The pulp and paper industry is the most developed industry in Karelia. Natural conditions of Karelia resemble the ones of the neighboring Finland, where producing of energy from the wood, the by-product of the mentioned industry, has been promoted heavily during the last decade and has increased its volume for more than 70%. In 1999 wood fuels supplied 19,5% of the Finnish energy consumption. In Karelia there are a lot of the same wood fuels.


The alternative sources of energy seem to be much more preferable, than building a new nuclear giant.

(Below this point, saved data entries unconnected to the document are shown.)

PR #264, opened 2024-10-12
integration: tests: Add tests for `process_valid_match_settle_atomic`

joeykraut:
### Purpose
This PR adds a few tests for `process_valid_match_settle_atomic` following the analogous tests for `process_match_settle`. Once I add erc20 transfers, I'll test those bits as well

### Testing
- All tests pass


contracts-common/src/types.rs
```diff
@@ -765,15 +765,13 @@ pub struct VerifyAtomicMatchCalldata {
     #[serde_as(as = "AddressDef")]
     pub verifier_address: Address,
     /// The match atomic vkeys
-    pub match_atomic_vkeys: MatchAtomicVkeys,
-    /// The match atomic linking vkeys
-    pub match_atomic_linking_vkeys: MatchAtomicLinkingVkeys,
+    pub match_atomic_vkeys: Vec<u8>,
```
akirillo, line 768: are we still leaving the optimization of calldata serialization as a TODO, or are we happy w this setup?

akirillo (approved):

contracts-common/src/types.rs
joeykraut: it doesn't incur much in the way of extra gas, so I may leave it, but going to take a look in a follow up

PR #266, opened 2024-10-12
contracts-stylus: transfer-executor: Execute atomic settlement transfers

joeykraut:
### Purpose
This PR executes the transfers required to fulfill an atomic match settlement. This includes:
- One transfer for the relayer's fee on the external party's receive mint
- One transfer for the protocol's fee on the external party's receive mint
- One transfer for the external party to receive their buy mint
- One transfer for the external party to send their sell mint

### Testing
Deferred to a follow-up


contracts-common/src/types.rs
```diff
@@ -347,6 +347,50 @@ pub struct TransferAuxData {
     pub transfer_signature: Option<Vec<u8>>,
 }
 
+/// A simple erc20 transfer
+///
+/// For deposits, we directly use the erc20 contracts `transfer` function assuming that
+/// the caller has approved the darkpool contract to spend the deposit. This means that no
+/// permit2 logic is needed.
```
akirillo, line 354: this tracks, but for uncontextualized readers, can we add a callout that this generally should *only* be used to facilitate transfers for external parties in atomic matches? it is only in this case that we don't have to use permit2 as there is no risk of an erc20 transfer being deposited into the wrong wallet since the external party has no renegade wallet.

akirillo: also, i'm not terribly opinionated about this, but curious why you opted to create this struct as opposed to using the `ExternalTransfer` struct (which has the same exact fields). the fact that permit2 signatures are not expected can be documented on the associated `TransferExecutor` contract methods

contracts-stylus/src/contracts/core/core_settlement.rs
```diff
@@ -397,4 +409,69 @@ impl CoreSettlementContract {
...
+    }
+
+    /// Call the transfer executor to execute the transfers
+    fn execute_transfers<S: TopLevelStorage + BorrowMut<Self>>(
+        storage: &mut S,
+        transfers: Vec<SimpleErc20Transfer>,
+    ) -> Result<(), Vec<u8>> {
+        let transfer_executor_address = storage.borrow_mut().transfer_executor_address();
+        let calldata = postcard_serialize(&transfers)?;
+        call_helper::<executeTransferBatchCall>(
```
akirillo: we have to use `delegate_call_helper` here. using `call_helper` means we no longer use the context of the darkpool proxy contract when executing `TransferExecutorContract::execute_transfer_batch`. This means it will try to deposit to / withdraw from its _own_ contract address, instead of that of the darkpool proxy

akirillo (changes requested):
we need to switch use of a `call` to a `delegatecall`. otherwise lgtm, just have some qs

akirillo (approved):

The press-service of the Karelian government told Bellona Web: “The republican authorities are going to check, if there is any activity in Tiiksa, connected with building a new nuclear plant.”


Finland concerned

Moreover, plans to build a nuclear power plant raised concern in Finland. Finnish Greenpeace campaigner, Harri Lammi, said to Bellona Web: “That concerns interest of the Finnish public a lot. We don’t understand, why Russia doesn’t use alternative sources of energy, which are safer? Why Russia should invest in the expensive and potentially dangerous nuclear plants and doesn’t think of energy efficiency, which would be the best? And plans of Russian Ministry for Nuclear Energy to export electricity to Finland, in my opinion, are groundless.”


To build a nuclear plant on the sly

Official rejection of juridical norms by the Russian nuclear industry is simply shocking. Sometimes representatives of the government fail to recall at a Supreme Court session, whether there had been any environmental evaluation, required by the Law, before the radioactive waste from Hungary had been shipped to the Mayak combine in Siberia. Sometimes, excusing an enterprise in the premises of Leningrad NPP, which was supported by the Nuclear Energy Ministry, but failed to pass the state evaluation, the Ministry’s representative calls the state environmental evaluation itself a legal casuistry.


A month and a half passed, until the Karelian government found in a 230-page document a short item to build a nuclear plant in the republic. One can only wonder, whether the activities around Karelian NPP will continue to develop on the sly? And whether it is possible that one day a new shining nuclear giant would grow on the Russian-Finnish border, while the local people would shake their heads: they were said a saw-mill was being built.